(Data records)
*****

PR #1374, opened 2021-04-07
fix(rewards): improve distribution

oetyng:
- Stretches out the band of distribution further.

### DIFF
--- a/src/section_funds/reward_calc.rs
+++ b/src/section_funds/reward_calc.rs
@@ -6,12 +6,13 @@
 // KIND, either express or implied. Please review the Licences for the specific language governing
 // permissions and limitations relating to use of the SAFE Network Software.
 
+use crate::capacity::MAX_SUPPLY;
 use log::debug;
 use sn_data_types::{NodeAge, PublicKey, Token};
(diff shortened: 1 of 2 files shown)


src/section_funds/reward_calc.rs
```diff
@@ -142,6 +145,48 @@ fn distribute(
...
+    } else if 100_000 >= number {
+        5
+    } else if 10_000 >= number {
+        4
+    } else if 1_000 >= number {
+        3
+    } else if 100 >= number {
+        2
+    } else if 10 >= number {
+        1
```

*****

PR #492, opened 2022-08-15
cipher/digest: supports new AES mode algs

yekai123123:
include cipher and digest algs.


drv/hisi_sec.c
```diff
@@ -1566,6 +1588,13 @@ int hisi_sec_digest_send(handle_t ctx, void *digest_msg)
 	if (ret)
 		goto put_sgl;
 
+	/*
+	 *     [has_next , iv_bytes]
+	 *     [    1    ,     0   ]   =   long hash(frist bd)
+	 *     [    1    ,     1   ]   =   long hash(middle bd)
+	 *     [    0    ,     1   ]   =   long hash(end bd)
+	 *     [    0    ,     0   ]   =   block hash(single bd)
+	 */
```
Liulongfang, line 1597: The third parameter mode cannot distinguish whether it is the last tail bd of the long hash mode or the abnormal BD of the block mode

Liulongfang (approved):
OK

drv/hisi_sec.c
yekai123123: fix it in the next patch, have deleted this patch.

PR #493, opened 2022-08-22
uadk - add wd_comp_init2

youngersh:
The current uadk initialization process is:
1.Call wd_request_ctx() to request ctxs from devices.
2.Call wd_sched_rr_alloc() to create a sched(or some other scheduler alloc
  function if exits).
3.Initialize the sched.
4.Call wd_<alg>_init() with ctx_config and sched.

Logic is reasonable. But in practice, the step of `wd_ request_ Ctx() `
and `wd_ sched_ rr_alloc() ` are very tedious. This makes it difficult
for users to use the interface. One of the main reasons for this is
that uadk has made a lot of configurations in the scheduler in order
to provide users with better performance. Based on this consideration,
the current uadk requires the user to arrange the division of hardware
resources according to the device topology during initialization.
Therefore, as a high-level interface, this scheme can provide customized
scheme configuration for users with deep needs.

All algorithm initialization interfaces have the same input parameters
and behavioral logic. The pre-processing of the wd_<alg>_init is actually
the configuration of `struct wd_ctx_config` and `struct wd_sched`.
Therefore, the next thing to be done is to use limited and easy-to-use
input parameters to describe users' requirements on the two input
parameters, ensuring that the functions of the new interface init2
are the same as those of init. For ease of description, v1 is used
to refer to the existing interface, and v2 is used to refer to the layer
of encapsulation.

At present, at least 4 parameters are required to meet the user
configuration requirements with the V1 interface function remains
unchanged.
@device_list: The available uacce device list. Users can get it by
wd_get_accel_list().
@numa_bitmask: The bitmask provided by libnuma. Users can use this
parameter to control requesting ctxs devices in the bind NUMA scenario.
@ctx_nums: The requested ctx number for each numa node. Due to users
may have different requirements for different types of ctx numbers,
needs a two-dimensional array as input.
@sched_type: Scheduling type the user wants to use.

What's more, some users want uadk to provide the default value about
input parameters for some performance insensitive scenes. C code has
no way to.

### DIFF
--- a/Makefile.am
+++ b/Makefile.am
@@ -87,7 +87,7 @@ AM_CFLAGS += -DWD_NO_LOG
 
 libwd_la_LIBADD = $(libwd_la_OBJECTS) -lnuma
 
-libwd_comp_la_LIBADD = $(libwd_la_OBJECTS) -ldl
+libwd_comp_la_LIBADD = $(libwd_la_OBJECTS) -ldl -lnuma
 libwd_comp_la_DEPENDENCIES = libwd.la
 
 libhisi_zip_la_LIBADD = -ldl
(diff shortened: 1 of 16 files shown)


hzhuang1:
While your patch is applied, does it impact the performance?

*****

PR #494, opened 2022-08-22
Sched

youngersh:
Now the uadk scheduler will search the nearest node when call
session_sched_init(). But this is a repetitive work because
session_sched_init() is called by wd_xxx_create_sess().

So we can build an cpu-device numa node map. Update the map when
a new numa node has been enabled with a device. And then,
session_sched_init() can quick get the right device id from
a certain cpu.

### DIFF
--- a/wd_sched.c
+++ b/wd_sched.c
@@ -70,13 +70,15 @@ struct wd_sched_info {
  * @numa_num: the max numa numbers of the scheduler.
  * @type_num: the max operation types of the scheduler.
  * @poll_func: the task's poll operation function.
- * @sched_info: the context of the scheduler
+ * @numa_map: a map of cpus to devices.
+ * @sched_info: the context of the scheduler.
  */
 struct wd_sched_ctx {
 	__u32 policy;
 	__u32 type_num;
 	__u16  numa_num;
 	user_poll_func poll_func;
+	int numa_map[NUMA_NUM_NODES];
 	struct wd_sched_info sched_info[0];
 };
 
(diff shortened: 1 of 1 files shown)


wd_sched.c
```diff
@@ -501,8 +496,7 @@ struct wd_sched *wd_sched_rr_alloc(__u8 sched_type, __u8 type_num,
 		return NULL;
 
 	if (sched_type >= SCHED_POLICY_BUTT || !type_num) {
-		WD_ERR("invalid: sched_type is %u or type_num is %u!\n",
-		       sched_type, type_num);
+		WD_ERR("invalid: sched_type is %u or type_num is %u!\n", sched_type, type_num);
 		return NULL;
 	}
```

*****

Report the lines above that have the word "patch" in them.

yekai123123: fix it in the next patch, have deleted this patch.
While your patch is applied, does it impact the performance?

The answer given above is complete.